Exercise objective → In the lines below, look for "that". Copy each line where it appears.

Data to process →

PR #2017, opened 2023-10-26
Use get_request_parameter in endpoint

albertvillanova:
Refactor the "endpoint" route in the "api" service and use libapi `get_request_parameter`.

### DIFF
--- a/services/api/src/api/routes/endpoint.py
+++ b/services/api/src/api/routes/endpoint.py
@@ -13,6 +13,7 @@ from libapi.exceptions import (
     MissingRequiredParameterError,
     UnexpectedApiError,
 )
+from libapi.request import get_request_parameter
 from libapi.utils import (
     Endpoint,
     are_valid_parameters,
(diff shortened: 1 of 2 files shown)


services/api/src/api/routes/endpoint.py
```diff
@@ -296,3 +183,30 @@ async def processing_step_endpoint(request: Request) -> Response:
...
+            and (error_message := "Parameters 'dataset' and 'config' are required")
+            and are_valid_parameters([dataset, config])
+        ):
+            return dataset, config, None, input_type
+        elif (
+            input_type == "dataset"
+            and (error_message := "Parameter 'dataset' is required")
+            and are_valid_parameters([dataset])
+        ):
+            return dataset, None, None, input_type
```
lhoestq, line 211: Not a big fan of the `and (error_message := "Parameter 'dataset' is required")` syntax. Maybe let's update `error_message` more explicitly ?

```suggestion
    for input_type in input_types:
        if input_type == "split":
            if are_valid_parameters([dataset, config, split]):
                return dataset, config, split, input_type
            else:
                error_message = "Parameters 'dataset', 'config' and 'split' are required"
        elif input_type == "config":
            if are_valid_parameters([dataset, config]):
                return dataset, config, None, input_type
            else:
                error_message = "Parameters 'dataset' and 'config' are required"
        elif input_type == "dataset":
            if are_valid_parameters([dataset]):
                return dataset, None, None, input_type
            else:
                error_message = "Parameter 'dataset' is required"
```

lhoestq (approved):
Thanks for simplifying this ! Just one nit:

services/api/src/api/routes/endpoint.py
albertvillanova: Thanks, @lhoestq. I totally agree. :hugs:

PR #2018, opened 2023-10-27
Download duckdb index async in separate thread

albertvillanova:
Download `duckdb` index asynchronously in separate thread, and make `get_index_file_location_and_download_if_missing` asynchronous.


severo (approved):
gooood

PR #2021, opened 2023-10-27
Remove duckdb as libapi dependency

albertvillanova:
Remove `duckdb` from libapi by moving the function `duckdb_connect` to the "search" service. 

In the future, if this function is required by other components, I would suggest to create a new duckdb-specific lib, so that we decouple API and DuckDB functionalities.

Additionally update all components that depend on `libapi` and remove their dependency on `duckdb` if they do not need it. These are:
- admin
- api
- rows
- sse-api


severo (approved):
Good refactoring, thanks

PR #2024, opened 2023-10-27
2023 reduce number comments

### LINKED ISSUE #2023: Reduce the amount of comments after parquet conversion
See https://huggingface.co/datasets/open-source-metrics/datasets-dependents/discussions/1#6537d488b33b913282d076de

Exercise result →
In the future, if this function is required by other components, I would suggest to create a new duckdb-specific lib, so that we decouple API and DuckDB functionalities.
Additionally update all components that depend on `libapi` and remove their dependency on `duckdb` if they do not need it. These are:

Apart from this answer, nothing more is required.